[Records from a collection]
PR #1932, opened 2026-05-06
QVAC-18418 fix: route bare-crypto and bare-fetch through imports map

opaninakuffo:

- React Native and Expo consumers of `@qvac/rag` saw `SyntaxError: 'LLMChunkAdapter' not exported` when loading the package, even though the export exists in source. This was bundle corruption masquerading as a missing export.
- Root cause: `@qvac/rag` had raw Bare-specific imports (`bare-crypto`, `bare-fetch`) in code paths that non-Bare bundlers may still try to resolve.
- The old UUID path also depended on `uuid-random` plus a global `crypto` mutation, which made import order fragile in runtimes where crypto is not already global.

## 📝 How does it solve it?

- Routes Bare/runtime-specific dependencies through `package.json#imports`:
  - `#crypto` → `bare-crypto` on Bare, `node:crypto` on Node, crypto shim for RN/default.
  - `#fetch` → `bare-fetch` on Bare, fetch shim for Node/RN/default.
- Updates RAG code to use `#crypto` / `#fetch` instead of raw Bare imports.
- Adds lazy shims that allow bundling to succeed and only throw `QvacErrorRAG { DEPENDENCY_REQUIRED }` when the missing capability is actually used.
- Adds `crypto-browserify` as an optional peer for browser/RN consumers that need Node-style `crypto.createHash`, especially HyperDB document hashing.
- Removes `uuid-random` and the global `crypto` mutation. `generateId()` now creates UUID v4 IDs locally using secure randomness from `globalThis.crypto.getRandomValues` or `#crypto.randomBytes/getRandomValues`, and throws clearly if neither exists.
- Updates the RAG example model path handling to use `path.resolve`.

## 🧪 How was it tested?

- `npm run lint` passes.
- `npm run test:unit` passes: 111/111 tests, 599/599 assertions.
- Added/updated unit coverage for:
  - crypto shim missing/delegated/self-referential behavior
  - fetch shim missing/delegated/default export behavior
  - UUID generation fallback when global crypto is unusable
- Bundler verification from the original shim work still applies: patched builds resolve through `#crypto` / `#fetch` instead of hard-coded `bare-crypto` / `bare-fetch` paths.


packages/rag/src/adapters/llm/HttpLlmAdapter.js
```diff
@@ -94,7 +94,7 @@ class HttpLlmAdapter extends BaseLlmAdapter {
 
       return response.json()
     } catch (error) {
-      if ((error.code === 'MODULE_NOT_FOUND' || error.code === 'ERR_MODULE_NOT_FOUND') && error.message.includes('bare-fetch')) {
+      if ((error.code === 'MODULE_NOT_FOUND' || error.code === 'ERR_MODULE_NOT_FOUND') && (error.message.includes('bare-fetch') || error.message.includes('#fetch'))) {
         throw new QvacErrorRAG({ code: ERR_CODES.DEPENDENCY_REQUIRED, adds: 'bare-fetch is required for HttpLlmAdapter.', cause: error })
```
lauripiisang: this is bare-specific error, can be misleading

lauripiisang (approved):

yuranich (commented):
One release hygiene issue: this PR removes `uuid-random` from `packages/rag/package.json`, but `packages/rag/NOTICE` still lists `uuid-random@1.3.2`. Please regenerate or update the NOTICE before release so the published package attributions match the dependency set.

yuranich (approved):

PR #1934, opened 2026-05-06
QVAC-18580 fix: drop blocking dht.fullyBootstrapped() wait from delegated connect

simon-iribarren:

- Workbench team reported `loadModel.delegation.connection` regressed **2.46s → 8.34s (≈3.5×)** when bumping `@qvac/sdk` from `0.9.0` to `0.10.0`. Blocker for the WB **0.7.0 release on Monday**.
- Root cause: PR #1729 (delegation rewrite) added an explicit `await swarm.dht.fullyBootstrapped()` block before `dht.connect()` in `ensureRPCConnection`, serialising 1–3s of cold-start time onto every first delegated call.

## 📝 How does it solve it?

- Drop the explicit `await swarm.dht.fullyBootstrapped()` and the surrounding bootstrap-timing logging from `ensureRPCConnection` (5-line patch in `packages/sdk/server/bare/delegate-rpc-client.ts`).
- `getSwarm()` is still invoked for its side-effect (lazy swarm creation if missing). On the SDK's normal init path `getSwarm()` is also called early during registry/runtime initialisation, so by the time the consumer reaches `ensureRPCConnection` the routing table is already warm.
- `dht.connect()` itself bootstraps on demand if the routing table isn't warm enough — the explicit guard was conservative scaffolding that never mattered in practice.
- No public API change; not a `[bc]`/`[api]`/`[mod]` change.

TASK PROMPT:
The required answer is the run of lines above, starting at the line with "tests, 599/599 assertions." and ending at the line with "- Bundler verification", reproduced exactly with both ends.

TASK RESULT:
- `npm run test:unit` passes: 111/111 tests, 599/599 assertions.
- Added/updated unit coverage for:
  - crypto shim missing/delegated/self-referential behavior
  - fetch shim missing/delegated/default export behavior
  - UUID generation fallback when global crypto is unusable
- Bundler verification from the original shim work still applies: patched builds resolve through `#crypto` / `#fetch` instead of hard-coded `bare-crypto` / `bare-fetch` paths.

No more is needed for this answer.